[[ SUPPLIED DATA, beginning ]]

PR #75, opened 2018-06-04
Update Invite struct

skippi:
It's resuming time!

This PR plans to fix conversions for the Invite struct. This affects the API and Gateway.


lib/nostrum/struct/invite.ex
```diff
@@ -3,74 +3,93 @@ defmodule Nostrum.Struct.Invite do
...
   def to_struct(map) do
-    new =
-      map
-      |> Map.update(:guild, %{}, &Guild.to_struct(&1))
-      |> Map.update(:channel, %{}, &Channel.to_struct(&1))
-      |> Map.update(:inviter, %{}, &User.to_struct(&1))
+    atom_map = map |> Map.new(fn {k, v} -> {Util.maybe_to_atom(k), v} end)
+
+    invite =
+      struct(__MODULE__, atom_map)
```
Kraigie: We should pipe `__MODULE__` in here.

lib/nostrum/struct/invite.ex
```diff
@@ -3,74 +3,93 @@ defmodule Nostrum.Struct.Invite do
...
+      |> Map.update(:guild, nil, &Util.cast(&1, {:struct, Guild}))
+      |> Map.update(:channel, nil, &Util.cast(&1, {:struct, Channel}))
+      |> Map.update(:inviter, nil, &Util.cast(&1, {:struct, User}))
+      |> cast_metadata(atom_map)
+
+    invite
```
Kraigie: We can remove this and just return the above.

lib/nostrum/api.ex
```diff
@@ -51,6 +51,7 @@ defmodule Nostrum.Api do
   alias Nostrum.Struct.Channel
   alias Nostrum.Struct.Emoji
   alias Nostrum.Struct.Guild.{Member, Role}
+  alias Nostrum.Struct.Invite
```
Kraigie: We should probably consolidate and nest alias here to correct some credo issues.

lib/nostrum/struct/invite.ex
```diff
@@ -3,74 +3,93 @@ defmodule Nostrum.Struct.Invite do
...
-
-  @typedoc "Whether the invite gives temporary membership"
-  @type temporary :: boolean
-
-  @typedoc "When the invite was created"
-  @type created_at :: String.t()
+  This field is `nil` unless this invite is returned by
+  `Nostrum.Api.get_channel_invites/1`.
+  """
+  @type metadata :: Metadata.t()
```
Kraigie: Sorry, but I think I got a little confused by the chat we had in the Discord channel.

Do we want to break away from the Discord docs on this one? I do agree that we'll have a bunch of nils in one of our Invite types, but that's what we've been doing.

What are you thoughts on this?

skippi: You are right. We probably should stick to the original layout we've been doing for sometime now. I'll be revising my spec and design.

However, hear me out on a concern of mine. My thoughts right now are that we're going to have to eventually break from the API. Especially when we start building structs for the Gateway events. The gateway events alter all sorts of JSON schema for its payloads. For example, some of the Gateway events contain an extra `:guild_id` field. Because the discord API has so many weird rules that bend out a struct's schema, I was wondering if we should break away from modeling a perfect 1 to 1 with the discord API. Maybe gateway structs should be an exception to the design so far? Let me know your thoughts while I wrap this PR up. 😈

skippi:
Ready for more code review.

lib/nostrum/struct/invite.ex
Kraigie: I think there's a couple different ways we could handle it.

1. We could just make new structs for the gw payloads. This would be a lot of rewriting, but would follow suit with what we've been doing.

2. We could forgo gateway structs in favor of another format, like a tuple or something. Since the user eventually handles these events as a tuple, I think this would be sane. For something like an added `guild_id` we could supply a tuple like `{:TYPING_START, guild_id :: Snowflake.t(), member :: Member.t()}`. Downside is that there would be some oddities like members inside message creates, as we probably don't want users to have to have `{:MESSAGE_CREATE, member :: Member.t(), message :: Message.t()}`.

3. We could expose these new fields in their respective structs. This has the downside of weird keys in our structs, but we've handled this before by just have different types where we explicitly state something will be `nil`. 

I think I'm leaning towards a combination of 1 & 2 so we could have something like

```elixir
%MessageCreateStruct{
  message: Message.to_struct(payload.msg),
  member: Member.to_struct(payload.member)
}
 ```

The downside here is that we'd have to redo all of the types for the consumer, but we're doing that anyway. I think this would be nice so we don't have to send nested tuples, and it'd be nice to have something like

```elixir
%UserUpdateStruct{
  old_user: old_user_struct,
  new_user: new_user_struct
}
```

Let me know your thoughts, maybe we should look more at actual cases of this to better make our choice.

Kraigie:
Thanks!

[[ SUPPLIED DATA, end ]]

__PROBLEM__:
Filter the data above by the word "different" and copy every line that matches.

__THE COMPLETED TASK__:
Kraigie: I think there's a couple different ways we could handle it.
3. We could expose these new fields in their respective structs. This has the downside of weird keys in our structs, but we've handled this before by just have different types where we explicitly state something will be `nil`. 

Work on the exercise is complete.